## What to work on
Return every line from the records below with the string "this".

## Information supplied
━━━━━━━━

PR #505, opened 2019-10-23
chore(ci): add cron job install script for smoke testing next

kentcdodds:
**What**: Test react's `next` versions

**Why**: https://reactjs.org/blog/2019/10/22/react-release-channels.html#using-the-next-channel-for-integration-testing

**How**: added a step to the install in our `.travis.yml` which will upgrade react and react-dom to the `next` release if we're running the cron job.

**Checklist**:

- [ ] Tests N/A
- [x] Ready to be merged

### DIFF
--- a/.travis.yml
+++ b/.travis.yml
@@ -9,7 +9,12 @@ node_js:
   - '8'
   - '10'
   - '12'
-install: npm install
+install:
+  - npm install
+  # as requested by the React team :)
+  # https://reactjs.org/blog/2019/10/22/react-release-channels.html#using-the-next-channel-for-integration-testing
+  - if [ "$TRAVIS_EVENT_TYPE" = "cron" ]; then npm install react@next
+    react-dom@next; fi
 script: npm run validate
 after_success: kcd-scripts travis-after-success
 branches:


kentcdodds:
I tested this locally and it works well. I've configured travis to have a cron job run every day. We should be set with these changes :)

kentcdodds:
Oh, and adding the cron job was really quick and painless. Used the docs here:

https://docs.travis-ci.com/user/cron-jobs

And here's what it looks like:

travis cron job showing it will run on master daily

.travis.yml
```diff
@@ -9,7 +9,12 @@ node_js:
   - '8'
   - '10'
   - '12'
-install: npm install
+install:
+  - npm install
+  # as requested by the React team :)
+  # https://reactjs.org/blog/2019/10/22/react-release-channels.html#using-the-next-channel-for-integration-testing
+  - if [ "$TRAVIS_EVENT_TYPE" = "cron" ]; then npm install react@next
+    react-dom@next; fi
```
kentcdodds: Whoops! Somehow this ended up on two lines 🙃 Maybe it'll work anyway, but I'll fix that. Should be on one line.

BTMPL: You can manually add a `\` at the end of line to signify multi-line statements.

Going to assume your prettier messed it up.

kentcdodds: Prettier doesn't typically introduce bugs. I just ran it locally and checked and prettier didn't touch this line. I'm pretty sure this happened because I just used vim and probably hit a key by mistake.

━━━━━━━━

## Answer for the task
I tested this locally and it works well. I've configured travis to have a cron job run every day. We should be set with these changes :)
kentcdodds: Whoops! Somehow this ended up on two lines 🙃 Maybe it'll work anyway, but I'll fix that. Should be on one line.
kentcdodds: Prettier doesn't typically introduce bugs. I just ran it locally and checked and prettier didn't touch this line. I'm pretty sure this happened because I just used vim and probably hit a key by mistake.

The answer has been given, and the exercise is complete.